[[ SOURCE DATA open ]]

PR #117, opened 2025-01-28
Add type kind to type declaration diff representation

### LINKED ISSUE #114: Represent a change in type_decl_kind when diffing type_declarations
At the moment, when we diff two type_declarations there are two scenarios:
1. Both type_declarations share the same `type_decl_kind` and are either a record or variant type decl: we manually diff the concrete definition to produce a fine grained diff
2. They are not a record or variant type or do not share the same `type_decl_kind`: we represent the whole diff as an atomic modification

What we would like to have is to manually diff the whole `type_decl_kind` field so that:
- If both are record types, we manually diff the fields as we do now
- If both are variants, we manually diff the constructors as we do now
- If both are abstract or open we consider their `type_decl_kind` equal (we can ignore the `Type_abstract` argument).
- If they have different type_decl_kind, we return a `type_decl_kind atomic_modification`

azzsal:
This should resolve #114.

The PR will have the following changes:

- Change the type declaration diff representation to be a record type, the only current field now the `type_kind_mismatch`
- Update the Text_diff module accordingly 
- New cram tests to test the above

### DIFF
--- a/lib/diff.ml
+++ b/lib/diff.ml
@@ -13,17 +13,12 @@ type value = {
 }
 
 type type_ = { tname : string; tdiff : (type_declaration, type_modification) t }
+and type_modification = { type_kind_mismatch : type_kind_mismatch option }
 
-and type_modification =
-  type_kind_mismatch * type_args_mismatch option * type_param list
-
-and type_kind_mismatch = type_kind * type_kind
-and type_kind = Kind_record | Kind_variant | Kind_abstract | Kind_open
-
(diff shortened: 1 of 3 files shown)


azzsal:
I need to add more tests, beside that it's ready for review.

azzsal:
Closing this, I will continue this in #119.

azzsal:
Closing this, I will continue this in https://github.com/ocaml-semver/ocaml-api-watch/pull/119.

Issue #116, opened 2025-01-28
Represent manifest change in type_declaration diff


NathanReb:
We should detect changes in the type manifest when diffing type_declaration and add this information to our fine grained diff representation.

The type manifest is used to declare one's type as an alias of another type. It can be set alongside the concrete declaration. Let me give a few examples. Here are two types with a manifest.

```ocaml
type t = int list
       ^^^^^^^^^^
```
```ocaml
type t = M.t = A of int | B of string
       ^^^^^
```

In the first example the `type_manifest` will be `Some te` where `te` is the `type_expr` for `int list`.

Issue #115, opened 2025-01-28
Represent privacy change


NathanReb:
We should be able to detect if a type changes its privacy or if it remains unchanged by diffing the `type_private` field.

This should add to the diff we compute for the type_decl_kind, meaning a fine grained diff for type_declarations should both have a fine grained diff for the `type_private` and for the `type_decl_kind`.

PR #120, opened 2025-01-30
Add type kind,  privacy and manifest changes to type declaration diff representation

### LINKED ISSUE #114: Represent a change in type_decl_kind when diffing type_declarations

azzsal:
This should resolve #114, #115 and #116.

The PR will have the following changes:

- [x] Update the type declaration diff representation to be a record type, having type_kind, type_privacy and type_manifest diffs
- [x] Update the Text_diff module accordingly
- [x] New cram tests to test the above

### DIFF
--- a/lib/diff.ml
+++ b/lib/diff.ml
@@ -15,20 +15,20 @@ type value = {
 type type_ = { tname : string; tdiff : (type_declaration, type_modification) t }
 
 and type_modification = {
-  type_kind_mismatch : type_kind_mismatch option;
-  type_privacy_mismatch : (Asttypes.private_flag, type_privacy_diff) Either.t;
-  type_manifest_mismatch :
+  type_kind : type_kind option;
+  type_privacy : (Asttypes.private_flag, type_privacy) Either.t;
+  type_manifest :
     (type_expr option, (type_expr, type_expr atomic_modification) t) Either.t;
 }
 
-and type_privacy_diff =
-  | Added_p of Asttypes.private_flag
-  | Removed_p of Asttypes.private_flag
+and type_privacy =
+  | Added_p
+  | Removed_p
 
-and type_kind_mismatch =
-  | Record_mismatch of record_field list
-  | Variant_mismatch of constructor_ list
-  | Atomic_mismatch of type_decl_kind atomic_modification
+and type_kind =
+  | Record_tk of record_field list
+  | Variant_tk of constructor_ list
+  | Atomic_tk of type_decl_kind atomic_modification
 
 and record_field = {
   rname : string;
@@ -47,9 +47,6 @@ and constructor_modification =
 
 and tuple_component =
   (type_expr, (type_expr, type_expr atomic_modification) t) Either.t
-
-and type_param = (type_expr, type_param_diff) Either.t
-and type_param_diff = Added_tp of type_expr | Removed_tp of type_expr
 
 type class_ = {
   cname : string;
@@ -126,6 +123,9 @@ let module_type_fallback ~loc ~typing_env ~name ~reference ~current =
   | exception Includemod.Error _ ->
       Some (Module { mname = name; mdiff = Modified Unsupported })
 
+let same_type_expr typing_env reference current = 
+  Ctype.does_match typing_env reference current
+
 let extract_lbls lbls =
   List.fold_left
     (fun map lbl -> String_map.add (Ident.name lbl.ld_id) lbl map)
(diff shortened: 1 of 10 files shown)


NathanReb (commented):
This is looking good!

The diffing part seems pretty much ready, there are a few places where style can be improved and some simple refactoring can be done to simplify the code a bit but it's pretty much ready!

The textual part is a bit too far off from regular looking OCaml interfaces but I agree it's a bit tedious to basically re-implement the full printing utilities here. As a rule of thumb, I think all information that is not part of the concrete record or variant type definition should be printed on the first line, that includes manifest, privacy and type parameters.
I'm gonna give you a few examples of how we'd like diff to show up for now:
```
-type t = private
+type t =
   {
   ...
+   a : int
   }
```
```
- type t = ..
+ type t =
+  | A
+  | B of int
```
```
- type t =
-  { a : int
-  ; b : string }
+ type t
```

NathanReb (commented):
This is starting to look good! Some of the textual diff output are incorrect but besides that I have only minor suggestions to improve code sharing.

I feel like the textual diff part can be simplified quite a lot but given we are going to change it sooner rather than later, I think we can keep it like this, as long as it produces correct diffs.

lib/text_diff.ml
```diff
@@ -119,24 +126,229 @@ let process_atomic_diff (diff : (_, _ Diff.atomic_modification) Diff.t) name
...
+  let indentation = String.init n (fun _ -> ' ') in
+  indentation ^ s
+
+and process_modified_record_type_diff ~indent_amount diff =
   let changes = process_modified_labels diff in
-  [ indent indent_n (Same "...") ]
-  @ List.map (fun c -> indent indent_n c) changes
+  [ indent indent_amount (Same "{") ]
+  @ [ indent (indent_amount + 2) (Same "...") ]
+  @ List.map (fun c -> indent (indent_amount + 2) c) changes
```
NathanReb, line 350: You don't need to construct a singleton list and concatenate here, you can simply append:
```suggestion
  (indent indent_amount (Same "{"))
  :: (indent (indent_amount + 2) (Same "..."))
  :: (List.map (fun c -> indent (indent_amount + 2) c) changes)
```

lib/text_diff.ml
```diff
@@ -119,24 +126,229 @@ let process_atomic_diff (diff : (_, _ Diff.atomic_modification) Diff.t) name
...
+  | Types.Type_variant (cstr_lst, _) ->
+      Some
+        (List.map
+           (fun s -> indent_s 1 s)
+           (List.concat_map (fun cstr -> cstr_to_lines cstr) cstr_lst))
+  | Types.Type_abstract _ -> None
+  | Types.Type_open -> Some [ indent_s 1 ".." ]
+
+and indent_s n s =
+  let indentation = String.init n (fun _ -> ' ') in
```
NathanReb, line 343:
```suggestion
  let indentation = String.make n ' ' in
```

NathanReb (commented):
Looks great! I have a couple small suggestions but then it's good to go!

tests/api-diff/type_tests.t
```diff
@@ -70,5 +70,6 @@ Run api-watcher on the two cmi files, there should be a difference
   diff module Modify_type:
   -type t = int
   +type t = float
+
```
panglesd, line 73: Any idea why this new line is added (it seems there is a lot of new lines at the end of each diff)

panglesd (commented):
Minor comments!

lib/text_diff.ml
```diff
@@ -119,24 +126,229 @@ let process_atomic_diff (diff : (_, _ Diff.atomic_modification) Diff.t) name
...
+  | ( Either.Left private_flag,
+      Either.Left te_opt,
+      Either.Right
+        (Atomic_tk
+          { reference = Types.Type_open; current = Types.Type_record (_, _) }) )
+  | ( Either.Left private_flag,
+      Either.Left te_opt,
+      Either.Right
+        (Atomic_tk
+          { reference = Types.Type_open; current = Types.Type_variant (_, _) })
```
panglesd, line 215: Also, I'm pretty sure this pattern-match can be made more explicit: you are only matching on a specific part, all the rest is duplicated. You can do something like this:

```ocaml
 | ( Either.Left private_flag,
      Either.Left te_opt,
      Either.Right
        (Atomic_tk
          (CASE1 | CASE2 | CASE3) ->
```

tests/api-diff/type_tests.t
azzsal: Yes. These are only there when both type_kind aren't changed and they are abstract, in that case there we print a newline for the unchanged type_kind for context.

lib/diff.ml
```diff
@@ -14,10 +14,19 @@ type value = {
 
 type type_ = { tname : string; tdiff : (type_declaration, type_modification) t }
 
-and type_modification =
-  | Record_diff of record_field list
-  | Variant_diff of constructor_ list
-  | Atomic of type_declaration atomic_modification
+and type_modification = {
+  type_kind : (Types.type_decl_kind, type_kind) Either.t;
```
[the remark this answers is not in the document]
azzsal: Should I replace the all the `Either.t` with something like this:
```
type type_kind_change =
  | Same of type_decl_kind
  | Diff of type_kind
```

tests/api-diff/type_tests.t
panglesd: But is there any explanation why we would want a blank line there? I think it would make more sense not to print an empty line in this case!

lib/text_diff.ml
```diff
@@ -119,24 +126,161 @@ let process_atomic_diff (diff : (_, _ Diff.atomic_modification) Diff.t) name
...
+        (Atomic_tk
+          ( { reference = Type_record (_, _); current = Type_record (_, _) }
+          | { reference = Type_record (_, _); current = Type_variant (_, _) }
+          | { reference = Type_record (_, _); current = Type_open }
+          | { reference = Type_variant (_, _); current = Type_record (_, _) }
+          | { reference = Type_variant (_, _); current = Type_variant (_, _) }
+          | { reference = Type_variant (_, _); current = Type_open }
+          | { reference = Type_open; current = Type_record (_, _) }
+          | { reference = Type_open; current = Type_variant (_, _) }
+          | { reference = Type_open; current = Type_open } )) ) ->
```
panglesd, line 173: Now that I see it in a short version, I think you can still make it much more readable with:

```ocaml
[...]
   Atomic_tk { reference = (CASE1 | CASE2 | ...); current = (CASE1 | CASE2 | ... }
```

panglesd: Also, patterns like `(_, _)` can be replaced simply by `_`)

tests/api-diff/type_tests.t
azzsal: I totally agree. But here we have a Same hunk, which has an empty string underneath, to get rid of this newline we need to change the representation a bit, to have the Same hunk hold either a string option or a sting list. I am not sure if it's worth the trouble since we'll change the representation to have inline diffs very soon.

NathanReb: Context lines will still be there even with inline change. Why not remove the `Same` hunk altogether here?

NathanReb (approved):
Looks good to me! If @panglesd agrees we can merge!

[[ SOURCE DATA closed ]]

◆ TASK INSTRUCTIONS
Write out word for word only the lines from the start of the entries down to the line with "- If both are variants, we", please, including both ends.

◆ WRITTEN SOLUTION
PR #117, opened 2025-01-28
Add type kind to type declaration diff representation

### LINKED ISSUE #114: Represent a change in type_decl_kind when diffing type_declarations
At the moment, when we diff two type_declarations there are two scenarios:
1. Both type_declarations share the same `type_decl_kind` and are either a record or variant type decl: we manually diff the concrete definition to produce a fine grained diff
2. They are not a record or variant type or do not share the same `type_decl_kind`: we represent the whole diff as an atomic modification

What we would like to have is to manually diff the whole `type_decl_kind` field so that:
- If both are record types, we manually diff the fields as we do now
- If both are variants, we manually diff the constructors as we do now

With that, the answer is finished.